→ **Task inputs**
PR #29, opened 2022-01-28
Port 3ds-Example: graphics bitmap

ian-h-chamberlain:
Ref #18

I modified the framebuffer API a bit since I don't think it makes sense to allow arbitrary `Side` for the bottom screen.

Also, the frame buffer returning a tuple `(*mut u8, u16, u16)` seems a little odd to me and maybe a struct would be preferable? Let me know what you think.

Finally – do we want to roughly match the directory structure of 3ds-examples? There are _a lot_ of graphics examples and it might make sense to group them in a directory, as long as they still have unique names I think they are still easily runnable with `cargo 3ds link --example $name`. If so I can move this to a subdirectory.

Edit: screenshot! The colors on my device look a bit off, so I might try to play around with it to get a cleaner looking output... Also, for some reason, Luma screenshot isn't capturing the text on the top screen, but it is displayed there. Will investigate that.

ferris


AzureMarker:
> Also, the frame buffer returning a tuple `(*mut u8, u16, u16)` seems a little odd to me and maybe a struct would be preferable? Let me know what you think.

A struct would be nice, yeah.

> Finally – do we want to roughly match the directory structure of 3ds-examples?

→ **Problem to work on**
Whenever a line of the listing above holds the word "tuple", copy that line.

→ **Solution for this problem**
Also, the frame buffer returning a tuple `(*mut u8, u16, u16)` seems a little odd to me and maybe a struct would be preferable? Let me know what you think.
> Also, the frame buffer returning a tuple `(*mut u8, u16, u16)` seems a little odd to me and maybe a struct would be preferable? Let me know what you think.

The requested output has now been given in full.